Starting at the line that contains "from pip._internal.cli.progress_bars import", return every line down to the end of the records below, exactly as written.

[Recorded data]
------------
PR #1380, opened 2021-04-08
Add support for target Python pip-args to PyPIRepository

### LINKED ISSUE #1382: Pip-Compile should support the target python arguments when passed through pip-args

Pip provides support for targeting an environment through the use of the 4 parameters: python version, python implementation, abi tag, and wheel platform. Currently, pip-compile will ignore these parameters if they're passed through the pip-args command. These args should be enabled to take advantage of pip's logic for targeting a specific environment.

Passing these arguments will let pip compile target the described environment. Ex:

pip compile --pip-args "--platform manylinux2014_x86_64"

This would allow users to recompile requirements for a specific linux platform, regardless of their current environment. 

Pip download allows users to download a set of packages based on a requirements file, which can be used to control the packages used in a build scenario. Adding this support enables developers to quickly update the requirements file without running the desired environment; for example, developers on a Windows environment could use the args to update a requirements file without the overhead of starting a virtual machine or otherwise emulating the desired linux environment.

skylera93:
Resolves #1382.

This change adds support for using the target python arguments in pip (platform, version, implementation, and abi), by utilizing the TargetPython class from Pip. This should enable targeting environments different than the current python environment by pip tools commands. 

ex: pip compile --pip-args "--platform manylinux2014_x86_64"

Thank you!

Adds support for target python pip-args (version, platform, implementation, and abi) to PyPIRepository

##### Contributor checklist

### DIFF
--- a/piptools/repositories/pypi.py
+++ b/piptools/repositories/pypi.py
@@ -10,6 +10,7 @@ from typing import Any, ContextManager, Dict, Iterator, List, Optional, Set, cas
 
 from click import progressbar
 from pip._internal.cache import WheelCache
+from pip._internal.cli.cmdoptions import make_target_python
 from pip._internal.cli.progress_bars import BAR_TYPES
 from pip._internal.commands import create_command
 from pip._internal.commands.install import InstallCommand
@@ -17,6 +18,7 @@ from pip._internal.index.package_finder import PackageFinder
 from pip._internal.models.candidate import InstallationCandidate
 from pip._internal.models.index import PackageIndex
 from pip._internal.models.link import Link
+from pip._internal.models.target_python import TargetPython
 from pip._internal.models.wheel import Wheel
 from pip._internal.network.session import PipSession
 from pip._internal.req import InstallRequirement, RequirementSet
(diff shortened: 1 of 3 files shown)


skylera93:
This would address issue #1382

piptools/repositories/pypi.py
```diff
@@ -71,8 +73,11 @@ def __init__(self, pip_args: List[str], cache_dir: str):
 
         self._options: optparse.Values = options
         self._session = self.command._build_session(options)
+        self._target_python = make_target_python(options)
         self._finder = self.command._build_package_finder(
-            options=options, session=self.session
+            options=options,
+            session=self.session,
+            target_python=self._target_python,
```
atugushev, line 80:
```suggestion
            target_python=make_target_python(options),
```

Could you elaborate on `self._target_python` usage? I don't see any usage except on tests.

skylera93: The usage was within the package finder, but after further testing the package finder is not able to use the target python in the way I thought.

skylera93:
The target python and the associated args do not function expected, and do not support the pip compile logic I thought they would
------------
◆ Expected answer ◆
 from pip._internal.cli.progress_bars import BAR_TYPES
 from pip._internal.commands import create_command
 from pip._internal.commands.install import InstallCommand
@@ -17,6 +18,7 @@ from pip._internal.index.package_finder import PackageFinder
 from pip._internal.models.candidate import InstallationCandidate
 from pip._internal.models.index import PackageIndex
 from pip._internal.models.link import Link
+from pip._internal.models.target_python import TargetPython
 from pip._internal.models.wheel import Wheel
 from pip._internal.network.session import PipSession
 from pip._internal.req import InstallRequirement, RequirementSet
(diff shortened: 1 of 3 files shown)


skylera93:
This would address issue #1382

piptools/repositories/pypi.py
```diff
@@ -71,8 +73,11 @@ def __init__(self, pip_args: List[str], cache_dir: str):
 
         self._options: optparse.Values = options
         self._session = self.command._build_session(options)
+        self._target_python = make_target_python(options)
         self._finder = self.command._build_package_finder(
-            options=options, session=self.session
+            options=options,
+            session=self.session,
+            target_python=self._target_python,
```
atugushev, line 80:
```suggestion
            target_python=make_target_python(options),
```

Could you elaborate on `self._target_python` usage? I don't see any usage except on tests.

skylera93: The usage was within the package finder, but after further testing the package finder is not able to use the target python in the way I thought.

skylera93:
The target python and the associated args do not function expected, and do not support the pip compile logic I thought they would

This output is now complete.